Sunulduğu gibi, bu yöntem nükleer proteinlere odaklanmaktadır, çünkü bu bizim bilimsel ilgi alanımızdır, ancak fraksiyonlama adımlarındaki küçük değişikliklerle, diğer stu-nu-lar bölmelerdeki RNA ve bağlayıcı proteinleri incelemek için kullanılabilir. Fare ESC'lerini metin protokolüne göre kültürledikten ve genişlettikten sonra, hücreleri gerekli sayıda 10 santimetrelik plakaya genişletin. Plakalar birleşmeye ulaşmadan önce, 500 mikro azı dişinin nihai konsantrasyonuna kadar doğrudan ortama dört SU ekleyin.
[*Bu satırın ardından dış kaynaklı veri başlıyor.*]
PR #3517, opened 2021-09-29
Reuse list of nodes in peer discovery plugins that use Erlang global locks

tvhong-amazon:
## Proposed Changes

AWS, Kubernetes and Classic peer discovery plugins use list_nodes and
Erlang global:set_lock to create a mutex lock. To unlock, these plugins
get the latest list with list_nodes and call global:del_lock.

However, if list_nodes within unlock fails, RabbitMQ will throw an
uncaught exception and the lock will not be released until the node
holding the lock is restarted. This prevents new nodes from joining the
cluster.

This failure can be avoided by passing the list of nodes from lock to
unlock. If a node goes away (and comes back) between the lock and unlock
calls, del_lock could still successfully remove the lock. Similarly, if
a new node starts up between the lock and unlock calls, del_lock
wouldn't need to inform the new node.

## Types of Changes

- [ ] Build system and/or CI

## Checklist

We're here to help!

### DIFF
--- a/deps/rabbitmq_peer_discovery_k8s/src/rabbit_peer_discovery_k8s.erl
+++ b/deps/rabbitmq_peer_discovery_k8s/src/rabbit_peer_discovery_k8s.erl
@@ -68,7 +68,8 @@ register() ->
 unregister() ->
     ok.
 
--spec lock(Node :: node()) -> {ok, {ResourceId :: string(), LockRequesterId :: node()}} | {error, Reason :: string()}.
+-spec lock(Node :: node()) -> {ok, {{ResourceId :: string(), LockRequesterId :: node()}, Nodes :: [node()]}} |
+                              {error, Reason :: string()}.
 
 lock(Node) ->
   %% call list_nodes/0 externally such that meck can mock the function
@@ -81,7 +82,7 @@ lock(Node) ->
           Retries = rabbit_nodes:lock_retries(),
           case global:set_lock(LockId, Nodes, Retries) of
             true ->
-              {ok, LockId};
+              {ok, {LockId, Nodes}};
             false ->
               {error, io_lib:format("Acquiring lock taking too long, bailing out after ~b retries", [Retries])}
           end;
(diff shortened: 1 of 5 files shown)


michaelklishin (approved):

michaelklishin:
Thank you.

`v3.8.x` will require a manual merge.

deps/rabbitmq_peer_discovery_k8s/src/rabbit_peer_discovery_k8s.erl
```diff
@@ -95,16 +96,12 @@ lock(Node) ->
       Error
   end.
 
--spec unlock({ResourceId :: string(), LockRequesterId :: node()}) -> ok | {error, Reason :: string()}.
+-spec unlock({{ResourceId :: string(), LockRequesterId :: node()}, Nodes :: [node()]}) ->
+    ok | {error, Reason :: string()}.
```
ansd, line 100: Can we now omit the `{error, Reason :: string()}` part in the function spec?

Running `make dialyze` within folder `deps/rabbitmq_peer_discovery_k8s` will return:
```
rabbitmq_peer_discovery_k8s.erl:51:2: Invalid type specification for function rabbitmq_peer_discovery_k8s:unlock/1. The success typing is
          ({{string(), atom()}, [atom()]}) -> 'ok'
```
So, we'd also need to modify the function spec in that other file.

pjk25: @ansd this has already been merged, so if the spec were to be adjusted, it will have to be a new PR.

tvhong-amazon: ah right. I forgot about that. Also, I thought the default make target would also run the spec analyzer, but that isn't the case.

tvhong-amazon:
Just for my own reference, this PR was also merged into 3.8.x branch: https://github.com/rabbitmq/rabbitmq-server/commit/74dae11c8fcd29cd7a728ca00cc9b745adc72927 .

Probably released in 3.8.24 on 2021/11/11.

4sU kontrol kaplarını tedavi edilmeden bırakın. 4sU'yu ortam boyunca homojen bir şekilde dağıtmak için plakaları hafifçe sallayın, ardından plakaları iki saat boyunca aynı doku kültürü inkübatörüne geri koyun. 4sU dahil etmesinin verimliliği hücre tiplerine göre değişir ve bu nedenle verimli çapraz bağlanmayı sağlamak ve toksisiteyi en aza indirmek için konsantrasyonunu ve inkübasyon süresini optimize etmek gerekebilir.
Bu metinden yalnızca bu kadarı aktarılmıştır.